Fay Gock, a Chinese refugee market gardener who, along with her husband Joe, “saved the kumara” in the 1960s and was awarded the (other) Bledisloe Cup, has died aged 85. Gilbert Wong reports.
These days Fay and Joe Gock would be agricultural scientists or successful entrepreneurs. Probably both.
But when they arrived in Auckland in the 1940s as refugees from the Japanese invasion of China during World War Two, anti-Chinese restrictions meant they couldn’t even own a house or land.
So they became market gardeners, like many of their compatriots. And it was as market gardeners that Fay and Joe developed temperature-controlled kumara storage, patented polystyrene boxes to export ice-packed premium fresh broccoli and rhubarb, introduced the first seedless watermelons, put the first produce stickers on fruit and vegetables and, most importantly, developed a black rot-resistant kumara which saved the Northland kumara crop in the 1960s.
They called it “experimenting” not “science”.
Fay Gock was born in China, arriving in New Zealand in 1940 as a child with her mother.
After meeting and marrying Joe in the 1950s, the couple went into market gardening, leasing a block of land in Mangere and eventually expanding until they owned 140 acres (56 hectares).
Fay was as comfortable driving the tractor as her husband, planting and harvesting the vegetables, and working alongside him on the development of new crops, and innovative storage and transport methods.

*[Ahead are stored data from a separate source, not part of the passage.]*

PR #1480, opened 2026-06-15
Persist the expert_mode preference the frontend already writes

bdraco:

The frontend's Expert Mode toggle writes `expert_mode` via `config/set_preferences`, but the backend `UserPreferences` model never had the field, so mashumaro dropped it on write and `get_preferences` never returned it; the toggle reset to off on every reload. Adds `expert_mode: bool` to the model so the existing get/set path persists it. Backend only; the frontend already reads and writes the field.

- N/A

## Types of changes

## Frontend coordination

## Checklist

### DIFF
--- a/esphome_device_builder/models/preferences.py
+++ b/esphome_device_builder/models/preferences.py
@@ -46,6 +46,10 @@ class UserPreferences(DataClassORJSONMixin):
     navigator_visible: bool = True
     yaml_diff_button: bool = False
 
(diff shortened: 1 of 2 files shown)


bdraco:
folded into https://github.com/esphome/device-builder/pull/1445

final wire shape to be BEGINNER = “beginner” or EXPERT = “expert” and drop  UI = “ui”, / YAML = “yaml”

In the early 1960s, they donated their “Owairaka Red” strain of disease-resistant kumara to the Northland kumara farmers after their crops were devastated by brown scurvy and black rot.
The diseases make kumara taste and smell disgusting. Fay and Joe’s new variety basically saved the New Zealand kumara.
Meanwhile, as the business grew – the Gocks were at one stage the biggest kumara market gardeners in the country – they needed a way to keep the product fresh before sending it out to market.
Fay and Joe experimented with different temperatures and humidity settings for their storage sheds before hitting on a technique that reduced crop loss from as much as 50 percent to less than 1 percent.
“When we put the kumara in the room we needed to heat it up to 85 degrees for one week. That would cure and heal up all the wounds,” Joe Gock told authors Lily Lee and Ruth Lam for the book Sons of the soil: Chinese market gardeners in New Zealand.
“Straight after that, we would bring the temperature down to 65 degrees and hold it at that temperature. The humidity is about 85 percent. If the humidity is not high, then the kumara will shrivel up.”
In 2013, the couple were awarded the Bledisloe Cup for outstanding services to horticulture. The cup, a near-likeness of the namesake cup for trans-Tasman rugby rivalry, was first presented by Lord Bledisloe in 1931.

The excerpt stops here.